Dohko serre les poings. Son regard était toujours autant déterminé. Et dans sa voix, le dragon l’entendit.

―  Je ne ploierai pas. Faite moi endurer tout ce que vous voulez, jamais je n’abdiquerai !

―  Plier ? souffle le dragon. Peu d’hommes ont eu la volonté d’y résister. Ceux qui ont essayé sont devenus poussière, pierre ou, encore… festin.

Le garçon ne baisse pas les yeux.

―  Si la maître Hakuryû m’a envoyé ici pour m’éprouver, je tiendrai. J’ai une vérité à découvrir, en plus de connaître mon destin. Et si je suis ici, c’est qu’il y a une raison.

―  Une raison ?

―  Oui, une raison. Que lui seul connaît. Et je me dois de la trouver ! Et ce n’est pas vous qui m’en empêcherez !

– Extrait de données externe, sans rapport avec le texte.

PR #3966, opened 2025-08-06
Change title of docker compose to be without a dot

eiriksm:
# General Checklist

# Database Migrations

# Description

I assume the title of this section should in fact be `docker-compose.yml` and not `.docker-compose.yml`


rocketeerbkw (changes requested):
Fun fact: the name of the compose file can be anything, since it is defined in [`.lagoon.yml`](https://docs.lagoon.sh/concepts-basics/lagoon-yml/#docker-compose-yaml).

I agree that it makes sense to use the standard naming convention though. Would you please also update it on the [japanese language page](https://github.com/uselagoon/lagoon/blob/main/docs/ja/concepts-basics/lagoon-yml.md?plain=1#L568)?

PR #3971, opened 2025-08-24
feat: show if user has 2fa or is federated user in api

shreddedbacon:
# General Checklist

# Database Migrations

# Description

Tournoyant plusieurs fois dans le nid provoqué par le temps, il termina à nouveau sa course en se mettant à hauteur du jeune homme. Fondant son regard émeraude dans celui farouche du jeune homme, il ne le quitta pas des yeux durant de longues secondes.

Puis, dans un grondement sourd, la voix du dragon s’élève, grave et solennelle :

―  Alors soit. Je te jugerai digne ou non de respirer sous mon ciel.

Sans qu’il ne s’y attende, Dohko vit le vent se déchaîner. Des éclats de lumière frappent les falaises. Le dragon s’évanouit dans un torrent de ténèbres qui se mêle au tonnerre, engloutissant tout autour.

Et la lumière du soleil couchant revint, laissant bientôt la place à celle de la nuit, les premières étoiles montrant leur brillance dans le début du ciel nocturne.

Sur un rocher suspendus situé plus haut devant lui, un homme, tout de noir vêtu, le regarde. Le visage anguleux du jeune homme est encadré par une longue chevelure d’ébène et est divisé par un regard sombre, triste, et vert. Vert comme l’étais celui du dragon. Ce regard le croise sans sourciller.

―  Je suis Hei-Dong, le gardien millénaire des secrets de ce lieu.

Dohko n’arrive pas à prononcer un seul mot, tellement la prestance de ce nouvel être en imposait.

―  Et toi, enfant du Tigre, tu apprendras ici à écouter la voix du monde, sous la houle du dragon noir que j’ai été et que je suis toujours, même sous cette forme.